Owing to these, India’s growth is insulated from US protectionism and China’s reining global economic power.
Protectionism presumably means inclusive growth. Modi’s Make in India is a fine tune of inclusive growth. His main aim for Make in India initiative is to increase employment opportunities with widespread manufacturing activities in the country and alleviate poverty. Therefore, any major attempt by Trump to infuse protectionism may have slender impact on India.
To propel up America First, Trump pledged slashing of corporate tax to 15-20 percent from 35 percent and lure the American investors to come back to USA. To fuel up America’s manufacturing muscles, President Trump went one step ahead of Modi to propel up inclusive growth . He scrapped TPP and discouraged free trade deals. He followed carrot and stick policies to bring back American investment in USA. He warned for border tax on cheap American products made in Mexico.
Therefore, while Trump is on the move to make America great by pursuing inclusive growth through protectionism, Modi orchestrated Make in India initiative, reposing confidence on big domestic demand.
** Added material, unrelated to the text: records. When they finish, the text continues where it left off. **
PR #48, opened 2025-07-29
config: Add sync config for encrypted credential store data

manishtwari:
This commit adds '/etc/credstore.encrypted/' to the sync configuration to ensure encrypted credential data is preserved across BMC

The directory is synced immediately from the active to the passive

### DIFF
--- a/config/data_sync_list/common.json
+++ b/config/data_sync_list/common.json
@@ -41,6 +41,12 @@
             "Description": "System LED persisted data",
             "SyncDirection": "Active2Passive",
             "SyncType": "Immediate"
+        },
+        {
+            "Path": "/etc/credstore.encrypted/",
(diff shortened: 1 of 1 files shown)


config/data_sync_list/common.json
```diff
@@ -28,6 +28,12 @@
             "SyncDirection": "Active2Passive",
             "SyncType": "Immediate",
             "ExcludeFilesList": ["/var/lib/phosphor-fan-presence/control/"]
+        },
+        {
+            "Path": "/etc/credstore.encrypted/",
```
RameshIyyar, line 33: Looks good to me but, I would like to confirm whether the credstore.encrypted could be common or IBM specific. @joseph-reynolds

I assume we could sync it i.e its not specific to the BMC...

PR #56, opened 2025-08-08
Include list implementation

aryakpadman:


manishtwari (approved):

src/data_watcher.cpp
```diff
@@ -178,8 +178,83 @@ bool DataWatcher::isPathExcluded(const fs::path& path)
...
+        lg2::debug("{PATH} present inside include list", "PATH",
+                   normalizedPath);
+        return true;
+    }
+
+    // check whether path is child of any includelist path.
+    auto isParentOfNormPath = [&normalizedPath](const auto& includePath) {
+        auto [parentItr, childItr] = std::ranges::mismatch(includePath,
+                                                           normalizedPath);
+        return static_cast<bool>((parentItr == includePath.end()) ||
```
spinler, line 211: the static_cast shouldn't be necessary?

aryakpadman: Sorry I am not able to recall whether I added based on clang-tidy suggestion. Now rerun CI and confirmed that it is not throwing any errors without static-cast. 
`auto` also is not mandating casting as it evaluating to bool on both sides.
Hence removed.

src/data_watcher.cpp
```diff
@@ -178,37 +178,169 @@ bool DataWatcher::isPathExcluded(const fs::path& path)
...
+        // iterator for both paths which will cause ambiguity.
+        std::error_code ec;
+        if (fs::equivalent(normalizedPath, includePath, ec))
+        {
+            return false;
+        }
+
+        auto [parentItr, childItr] = std::ranges::mismatch(normalizedPath,
+                                                           includePath);
+        return static_cast<bool>((parentItr == normalizedPath.end()) ||
```
spinler, line 245: still a static_cast here.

In these perspectives, there are little chances for India to be impacted by Trump protectionism.
China plans OBOR ( One Belt One Road) to regain its export base economic power through globalization. With the world export slumped, China’s manufacturing sectors have been facing over-capacity since 2006. OBOR is the new initiative of Chinese leaders to find new markets in Central Europe, South Asia and its neighboring countries. It includes two components – Silk Road Economic Component and 21 Century Maritime Link, covering 55 percent of global GDP, 70 percent of global population and 75 percent of energy . The investments will include 300 projects, extending from Singapore to Turkmenistan.
With Trump abandoning USA’s participation in TPP, which means downfall of world’s biggest trade block in terms of value, China holds the advantages to be the leader for globalization.
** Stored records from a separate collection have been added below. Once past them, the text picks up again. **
PR #173, opened 2024-09-02
Add the 70px font size as a custom CSS property in theme.json

### LINKED ISSUE #170: Add additional font sizes as a custom CSS property in theme.json
The 70px font size is used in some patterns, but not used in the typography preset.
Adding more font sizes to the preset would change the font size option to a dropdown, which should be avoided.

Instead of hardcoding the 70px font size in the patterns where it is needed, the theme should use a CSS variable.
That way, if the size value needs to be changed, it can be changed from one place, theme.json.

In theme.json, within the `settings` section, add a new `custom` object and add the font size value.
I suggest using the slug "font-size--huge" and the value 70px. If we want to make this fluid, though, this would be a good time.

Then, replace any instance of the 70px font size in the patterns with the new CSS custom property.

Resources:
https://developer.wordpress.org/themes/global-settings-and-styles/settings/custom/

kishanjasani:
**Description**
Adds custom font size as a custom CSS property. Closes: #170 

**Testing Instructions**

1. After Activate theme, Go to any post or page 
2. RIght click on page and open Inspect element.
3. In that go to `style` section and You will get the custom variable named: `--wp--custom--font-size--huge`  https://prnt.sc/-wgvVIx4wqbn

### DIFF
--- a/patterns/contact-centered-social-link.php
+++ b/patterns/contact-centered-social-link.php
@@ -13,8 +13,8 @@
 ?>
 <!-- wp:group {"style":{"spacing":{"padding":{"top":"var:preset|spacing|80","bottom":"var:preset|spacing|80"},"blockGap":"var:preset|spacing|50"}},"layout":{"type":"constrained"}} -->
 <div class="wp-block-group" style="padding-top:var(--wp--preset--spacing--80);padding-bottom:var(--wp--preset--spacing--80)">
-	<!-- wp:paragraph {"align":"center","fontSize":"xx-large"} -->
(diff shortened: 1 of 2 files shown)


carolinan:
Thank you for working on this.
In theme.json > Styles > Elements > H1 there is also a 70px font size that needs replacing.

kishanjasani:
@carolinan Updated the H1 tag font-size. Thanks!

juanfra (commented):
Thank you for working on this!

I see that the new size is used, so those changes are workin well 🎉 

Though, when viewing the pattern in the front-end it is not respecting the design as the text breaks in three lines. This is happening because the layout of the pattern is taking the max width of 645px, where the intention of the design is that it takes a full width and wrapping the content in the wide width. 

https://github.com/user-attachments/assets/759ef990-27e6-4a7f-b321-3c47d264c1bf

We could move forward with this as is (with the changes that Carolina requested), in that case we'll need to address the layout issues in a new PR.

carolinan:
Yes the width is unrelated to this issue and PR.

PR #176, opened 2024-09-02
Add: CTA - Event RSVP Pattern

### LINKED ISSUE #69: Block Patterns - CTA - Event RSVP
**Description**

🛠️ The goal of this issue is to track the implementation of the `Call to action - Event RSVP` pattern. 
🎨 [Figma design](https://www.figma.com/design/dzGCSntVch4EQdVERTqyVK/Twenty-Twenty-Five?node-id=3177-1779&t=IqDHO3nwfV13Hcvm-1)

CTA_ Event RSVP

beafialho:
**Description**

Adds Block Patterns - CTA - Event RSVP #69

**Screenshots**

https://github.com/user-attachments/assets/0464cfd0-d1d3-40fe-986e-f2020d4f295d


patterns/event-rsvp.php
```diff
@@ -0,0 +1,58 @@
...
+<!-- wp:spacer {"height":"0px","style":{"layout":{"selfStretch":"fixed","flexSize":"100px"}}} -->
+<div style="height:0px" aria-hidden="true" class="wp-block-spacer"></div>
+<!-- /wp:spacer -->
+
+<!-- wp:heading {"fontSize":"xx-large"} -->
+<h2 class="wp-block-heading has-xx-large-font-size"><a href="#">RSVP</a></h2>
+<!-- /wp:heading --></div>
+<!-- /wp:group -->
+
+<!-- wp:cover {"url":"http://tt5.local/wp-content/uploads/2024/09/rsvp_image-1.webp","id":2697,"dimRatio":0,"overlayColor":"base","isUserOverlayColor":true,"isDark":false,"layout":{"type":"constrained"}} -->
```
beafialho: Forgot the alt text:

"Close up photo of white flowers on a grey background"

juanfra:
I've adjusted the code for this pattern.

- Added the image to the theme (also the license to the `readme.txt`)
- Adjusted code to use the image.
- Added alt to the image.
- Used the `is-style-section-1` instead of the background color for the bottom-left section.

patterns/event-rsvp.php
```diff
@@ -0,0 +1,75 @@
...
+<!-- wp:group {"align":"full","style":{"spacing":{"blockGap":"0"}},"layout":{"type":"constrained"}} -->
+<div class="wp-block-group alignfull">
+	<!-- wp:group {"align":"full","style":{"spacing":{"blockGap":"0"}},"layout":{"type":"grid","minimumColumnWidth":"70rem"}} -->
+	<div class="wp-block-group alignfull">
+		<!-- wp:group {"align":"wide","style":{"spacing":{"padding":{"bottom":"var:preset|spacing|80","left":"var:preset|spacing|40","right":"var:preset|spacing|40","top":"var:preset|spacing|40"}}},"layout":{"type":"flex","flexWrap":"nowrap","justifyContent":"space-between","verticalAlignment":"top"}} -->
+		<div class="wp-block-group alignwide" style="padding-top:var(--wp--preset--spacing--40);padding-right:var(--wp--preset--spacing--40);padding-bottom:var(--wp--preset--spacing--80);padding-left:var(--wp--preset--spacing--40)">
+			<!-- wp:group {"style":{"spacing":{"blockGap":"var:preset|spacing|20"}},"layout":{"type":"flex","orientation":"vertical","justifyContent":"stretch"}} -->
+			<div class="wp-block-group">
+				<!-- wp:heading {"level":1} -->
+				<h1 class="wp-block-heading">Stories, historias, iсторії, iστορίες</h1>
```
carolinan, line 24: Is this a landing page meant for a "page with no title"? Otherwise we need to avoid using the H1's inside the patterns. Because there will be two H1's and the pre-made designs should help the users avoid that.

patterns/event-rsvp.php
```diff
@@ -0,0 +1,75 @@
...
+		</div>
+		<!-- /wp:group -->
+
+		<!-- wp:cover {"url":"<?php echo esc_url( get_template_directory_uri() ); ?>/assets/images/image-from-rawpixel-id-8812207.webp","dimRatio":0,"overlayColor":"base","isUserOverlayColor":true,"isDark":false,"layout":{"type":"constrained"}} -->
+		<div class="wp-block-cover is-light">
+			<span aria-hidden="true" class="wp-block-cover__background has-base-background-color has-background-dim-0 has-background-dim"></span><img class="wp-block-cover__image-background" alt="Close up photo of white flowers on a grey background" src="<?php echo esc_url( get_template_directory_uri() ); ?>/assets/images/image-from-rawpixel-id-8812207.webp" data-object-fit="cover"/>
+			<div class="wp-block-cover__inner-container">
+				<!-- wp:paragraph {"align":"center","fontSize":"large"} -->
+				<p class="has-text-align-center has-large-font-size"></p>
+				<!-- /wp:paragraph -->
```
carolinan, line 69: I don't mind, but want to double check that this is intended to use a cover block and not another image format.

patterns/event-rsvp.php
beafialho: It would be most suitable for a page with no title, yes. If that's the case, we can make it H2 but using the same (or the most similar) font size.

patterns/event-rsvp.php
beafialho: Yes, this was intentional 👍

carolinan:
I think we should include 'page' in the file name like the landing page patterns in Twenty Twenty-Four.
For the pattern to show up in the modal when a user creates a new template or page, it needs to have this code in the file header:

` * Post Types: page, wp_template`

patterns/event-rsvp.php
```diff
@@ -0,0 +1,75 @@
+<?php
+/**
+ * Title: Event RSVP
+ * Slug: twentytwentyfive/event-rsvp
+ * Keywords: call-to-action, rsvp, event
+ * Categories: call-to-action
```
carolinan, line 6:
```suggestion
 * Categories: call-to-action
 * Post Types: page, wp_template
```

beafialho: Yes, I agree

carolinan:
After testing, I found that the pattern can't be inserted into regular post or page content anymore.
I found that in TT4, there were two almost identical patterns: one for the landing page, and one for the content.
They have different background colors **and different heading levels.**

Should we do the same in TT5?

Issue #147, opened 2024-08-28
Default header: make adjustments to groups and alignments


beafialho:
The current default header has a few details that need to be addressed. 
- Nav items are a group and they extend vertically which does not look good (if we set them to be a row they wrap the intended way)
- The row inside the group wasn't aligned with the other wide templates
- I also adjusted the spacing of the row that contains the navigation block. When there are plugins installed or, for instance social icons, they look better on mobile

Here's the code with my suggested modifications:

```
<!-- wp:group {"style":{"spacing":{"padding":{"right":"0","left":"0"}}},"layout":{"type":"default"}} -->
<div class="wp-block-group" style="padding-right:0;padding-left:0"><!-- wp:group {"align":"wide","style":{"spacing":{"padding":{"top":"var:preset|spacing|30","bottom":"var:preset|spacing|30","left":"var:preset|spacing|50","right":"var:preset|spacing|50"}}},"layout":{"type":"flex","flexWrap":"nowrap","justifyContent":"space-between"}} -->
<div class="wp-block-group alignwide" style="padding-top:var(--wp--preset--spacing--30);padding-right:var(--wp--preset--spacing--50);padding-bottom:var(--wp--preset--spacing--30);padding-left:var(--wp--preset--spacing--50)"><!-- wp:site-title {"level":0} /-->

<!-- wp:group {"style":{"spacing":{"padding":{"right":"0","left":"0"},"blockGap":"var:preset|spacing|10"}},"layout":{"type":"flex","flexWrap":"nowrap","justifyContent":"right"}} -->
<div class="wp-block-group" style="padding-right:0;padding-left:0"><!-- wp:navigation {"ref":5,"metadata":{"ignoredHookedBlocks":["woocommerce/customer-account","woocommerce/mini-cart"]},"layout":{"type":"flex","justifyContent":"right","flexWrap":"wrap"}} /-->

<!-- wp:woocommerce/customer-account {"displayStyle":"icon_only","iconStyle":"line","style":{"spacing":{"margin":{"left":"0.5em"}}}} /-->

<!-- wp:woocommerce/mini-cart /--></div>
<!-- /wp:group --></div>
<!-- /wp:group --></div>
<!-- /wp:group -->
```

And a video demoing what I'm mentioning:

https://github.com/user-attachments/assets/94332b6f-2582-499c-acf3-923ee5076e05

carolinan:
[...]

PR #179, opened 2024-09-02
Default header: make adjustments to groups and alignments 

carolinan:
**Description**

This PR adds the updated markup from #147.
With the exception of removing one unused "alignwide". Group blocks who's parent has the default layout type do not have the option to be wide.

**Testing Instructions**

Apply the PR.
Confirm that menus with only a few items do not wrap to multiple lines.
**Bonus:** Test with WooCommerce active. Confirm that the account and cart are on the same line as the menu items.

### DIFF
--- a/patterns/header.php
+++ b/patterns/header.php
@@ -12,14 +12,18 @@
  */
 
 ?>
-<!-- wp:group {"layout":{"type":"constrained"}} -->
-<div class="wp-block-group">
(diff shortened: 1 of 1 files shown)


juanfra (approved):
Thanks, Carolina! 

Code looks good and it works well to me.

https://github.com/user-attachments/assets/f0a701ad-5145-4a68-a583-5c5f31e2eae9

carolinan:
I wonder if the site title should be vertically aligned to the top? Does it look bad when the menu is long enough to be two lines, and they are not aligned?

juanfra:
Personally, I like it as it is now, center-aligned. I'd say that should be a question for Bea, though.

PR #181, opened 2024-09-02
Fix: "Contact centered and social" pattern width.

juanfra:
**Description**

Add full width to parent group and add wrapper to put the content in wide width.

Follow-up of https://github.com/WordPress/twentytwentyfive/pull/173#pullrequestreview-2275041636

**Screenshots**

https://github.com/user-attachments/assets/8a895961-768a-48fb-95c5-08df4e65888e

India is wary on China’s OBOR. Its concern is China-Pakistan-Economic Corridor, which is a part of OBOR. Given the China’s closeness to Pakistan and its attempt to win the global leadership through OBOR, which will influence India’s neighbor, challenges are thrown to India to increase hobnob with Bangladesh and Myanmar – a new shift to India’s foreign policy with its neighbor after Modi-led BJP government came in power in 2014.
India will be cautious to join OBOR, as this can help China only for its globalization. In this perspectives, China’s attempt for globalization may prove bane to India.
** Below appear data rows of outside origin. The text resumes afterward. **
PR #56, opened 2024-08-19
Add 404 template 

cliffralessio:
**Description**

<-- This pull request introduces a new 404 error page pattern for the Twenty Twenty-Five WordPress theme. -->

**Image License and Source**

<-- Image License: Pexels License-->
<-- Image Source: https://www.pexels.com/-->

**Pexels License Summary**
<-- The images on Pexels can be used for free. -->
<-- Commercial and non-commercial use is allowed. -->
<-- Attribution is not required, but giving credit to the photographer is appreciated. -->

Co-authored-by: cliffralessio <ralessio@git.wordpress.org>

PR #183, opened 2024-09-03
Add 404 template with pattern

carolinan:
**Description**
This replaces https://github.com/WordPress/twentytwentyfive/pull/56 _ only because I was not able to pull down the changes._

I made the following changes:
- Renamed the image file, only removing the` -jpeg` that was at the end of the name, since the theme will use the webp.
- Added a wrapping group block and made the columns wide, as seen in the recording on the original Pr.
- I changed the heading to H1, which meant I needed to hard code the font size value to match the size of the H2 heading.


cliffralessio:
Ok perfect @carolinan  But will I now result on the list of contributors to this project?

carolinan:
yes!

carolinan:
I copied all the credits from the previous PR.

cliffralessio:
Thank you!

Issue #82, opened 2024-08-19
Block Patterns - Events - Poster-like section


juanfra:
**Description**

🛠️ The goal of this issue is to track the implementation of the `Events - Poster-like section` pattern. 
🧑‍💻 The implementation must follow the [pattern creation guidelines](https://github.com/WordPress/twentytwentyfive/blob/trunk/README.md#pattern-creation-guidelines), and should be assigned to its appropriate category.
🎨 [Figma design](https://www.figma.com/design/dzGCSntVch4EQdVERTqyVK/Twenty-Twenty-Five?node-id=3177-1801&t=IqDHO3nwfV13Hcvm-1)

![Events_ Poster-like section](https://github.com/user-attachments/assets/51cf9ed9-b98c-485e-b5ae-70f163932be7)

PR #199, opened 2024-09-03
Add: Poster-like section pattern

beafialho:
**Description**

Adds poster-like section pattern #82.

I figured this one worked nicely if the content inside it had a wide width, instead of full, see how harmonious it looks when using another pattern below.

**Screenshots**

https://github.com/user-attachments/assets/b89bc7a4-58b2-413f-8897-9ef31e66d155


juanfra (approved):
Thanks Bea, it works really well. I agree that it's super nice with the content set to site wide, it works well with the rest.

I've updated the code, added the image and the license for the image. Please give it a try and if everything is ok on your end we should be good to merge.

https://github.com/user-attachments/assets/e2aef2f7-d4f8-4cef-b1fb-0fe31b991b15

beafialho:
@juanfra I can't find the pattern in the patterns sidebar, do you have an idea why that may be happening?

juanfra:
@beafialho it is working for me. Can you check that you're in the right branch? `poster-like-section` is the one you must select, and you should pull the latest changes.

beafialho:
It's working now... Perhaps this is because I was editing a page inside a template. Anyway, this one looks good to merge 👍

juanfra:
That's great; merging this one, then. Thanks!

PR #204, opened 2024-09-03
Add Link in bio with profile, links and wide margins pattern

### LINKED ISSUE #190: Block Patterns - Landing page - Link in bio: Image, heading, short paragraph with wide margins
**Description**

🛠️ The goal of this issue is to track the implementation of the Link in Bio - Heading, paragraph and full-height image on the right pattern.
🎨 [Figma design](https://www.figma.com/design/dzGCSntVch4EQdVERTqyVK/Twenty-Twenty-Five?node-id=3177-1791&t=iMHEZ4xZGwCzs1U9-4)

Captura de ecrã 2024-09-03, às 11 59 56

beafialho:
**Description**

Adds link in bio with profile, links and wide margins pattern #190

**Screenshots**

https://github.com/user-attachments/assets/614aab78-5f1e-4573-9504-47836c961359


patterns/link-in-bio-wide-margins.php
```diff
@@ -0,0 +1,52 @@
...
+ * Categories: banner, about, featured
+ * Description: A link in bio landing page with social links, a profile photo and a brief description.
+ *
+ * @package WordPress
+ * @subpackage Twenty_Twenty_Five
+ * @since Twenty Twenty-Five 1.0
+ */
+
+?>
+<!-- wp:cover {"overlayColor":"secondary","isUserOverlayColor":true,"isDark":false,"align":"full","style":{"spacing":{"padding":{"right":"var:preset|spacing|80","left":"var:preset|spacing|80","top":"var:preset|spacing|80","bottom":"var:preset|spacing|80"}}},"layout":{"type":"constrained"}} -->
```
juanfra: Is there a specific reason to use a cover for this pattern? I'm wondering if we could use the group block instead of the cover, so that the site admin can use the section styles (this pattern would use the `Style 5`).

juanfra (commented):
Thanks Bea! The pattern is looking good. I have one question, related to the use of cover vs using the group block here.

patterns/link-in-bio-wide-margins.php
beafialho: Yes, great question @juanfra! It's because the cover is meant to be full-height, which I think I forgot to toggle on this pattern. But now that you mention it, it may be possible with group as well.

beafialho: Can you take a look now? I just updated it to use a group block with 100vh.

juanfra: It looks perfect! I believe the horizontal block spacing for the columns needs a bit of adjustment (to look like the original). 

I'm pushing all the changes for you to try it out ✨

beafialho: Thanks, this looks perfect with the changes!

The truth of the matter is that Trump’s protectionism may prove boon to India. Scrapping of USA’s membership of TPP is a case in point. India is not a member of TPP. Concerns were looming large over India’s trade with USA , since USA accounts for a big share of India’s global export ( 14 percent). Textile was the biggest threat for India’s trade diversion. It is the single major item of India’s world export and USA accounts for 40 percent of India’s total export of textiles. Vietnam would have been the most beneficiary and unleashed tough competition to India’s export of textiles in USA in TPP. With USA leaving TPP, a new lease of life was given to India’s trade with USA.
The charm for growth by globalization has ebbed. The Economist said “the world is loosing the taste of global business”. Success of growth based on inclusive growth usher in a new role for India in global growth. In other words, India is to reap the benefits in the vortex of protectionism and globalization.